Provided entries: Begin

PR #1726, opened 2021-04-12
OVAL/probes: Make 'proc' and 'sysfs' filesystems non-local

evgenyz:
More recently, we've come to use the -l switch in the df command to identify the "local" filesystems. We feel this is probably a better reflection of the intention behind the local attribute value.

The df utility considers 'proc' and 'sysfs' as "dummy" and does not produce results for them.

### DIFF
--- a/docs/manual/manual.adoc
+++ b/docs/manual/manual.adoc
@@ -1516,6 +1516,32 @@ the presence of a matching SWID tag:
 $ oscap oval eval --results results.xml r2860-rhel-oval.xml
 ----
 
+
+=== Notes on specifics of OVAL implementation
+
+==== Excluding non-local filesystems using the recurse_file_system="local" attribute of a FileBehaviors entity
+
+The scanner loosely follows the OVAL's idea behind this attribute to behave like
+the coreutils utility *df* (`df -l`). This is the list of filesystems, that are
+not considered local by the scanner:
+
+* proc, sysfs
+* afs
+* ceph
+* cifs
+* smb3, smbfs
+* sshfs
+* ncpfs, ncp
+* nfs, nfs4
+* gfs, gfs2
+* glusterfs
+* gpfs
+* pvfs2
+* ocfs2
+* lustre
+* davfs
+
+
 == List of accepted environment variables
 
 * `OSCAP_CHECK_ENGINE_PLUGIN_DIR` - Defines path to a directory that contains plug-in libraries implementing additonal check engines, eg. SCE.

Provided entries: End
Provided entries: Begin

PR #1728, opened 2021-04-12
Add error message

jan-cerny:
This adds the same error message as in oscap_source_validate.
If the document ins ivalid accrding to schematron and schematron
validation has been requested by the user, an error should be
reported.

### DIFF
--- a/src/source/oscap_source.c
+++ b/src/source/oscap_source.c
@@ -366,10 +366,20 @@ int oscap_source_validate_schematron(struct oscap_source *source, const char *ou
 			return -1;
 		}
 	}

Provided entries: End
Provided entries: Begin

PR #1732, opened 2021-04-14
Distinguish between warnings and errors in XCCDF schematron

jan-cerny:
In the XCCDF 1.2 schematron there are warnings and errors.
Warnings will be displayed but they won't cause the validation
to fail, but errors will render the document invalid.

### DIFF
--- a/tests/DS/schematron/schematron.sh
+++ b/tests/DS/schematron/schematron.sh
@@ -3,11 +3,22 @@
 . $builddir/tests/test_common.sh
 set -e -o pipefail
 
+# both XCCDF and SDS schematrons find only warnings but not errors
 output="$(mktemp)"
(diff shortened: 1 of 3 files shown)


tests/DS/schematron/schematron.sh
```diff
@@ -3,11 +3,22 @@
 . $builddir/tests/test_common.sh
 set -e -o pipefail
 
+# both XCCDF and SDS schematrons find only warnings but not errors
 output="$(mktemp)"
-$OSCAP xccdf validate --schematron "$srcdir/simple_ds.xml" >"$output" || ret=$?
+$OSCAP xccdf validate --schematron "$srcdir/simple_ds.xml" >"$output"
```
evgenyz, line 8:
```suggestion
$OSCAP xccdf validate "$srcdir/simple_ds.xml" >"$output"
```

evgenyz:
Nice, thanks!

Provided entries: End

**What is required**.
In the entries above, please find the line with "of OVAL implementation" and the line with "engines, eg. SCE.", then write out exactly those two lines and every line between them, and nothing more.

**Solution to this problem**.
+=== Notes on specifics of OVAL implementation
+
+==== Excluding non-local filesystems using the recurse_file_system="local" attribute of a FileBehaviors entity
+
+The scanner loosely follows the OVAL's idea behind this attribute to behave like
+the coreutils utility *df* (`df -l`). This is the list of filesystems, that are
+not considered local by the scanner:
+
+* proc, sysfs
+* afs
+* ceph
+* cifs
+* smb3, smbfs
+* sshfs
+* ncpfs, ncp
+* nfs, nfs4
+* gfs, gfs2
+* glusterfs
+* gpfs
+* pvfs2
+* ocfs2
+* lustre
+* davfs
+
+
 == List of accepted environment variables
 
 * `OSCAP_CHECK_ENGINE_PLUGIN_DIR` - Defines path to a directory that contains plug-in libraries implementing additonal check engines, eg. SCE.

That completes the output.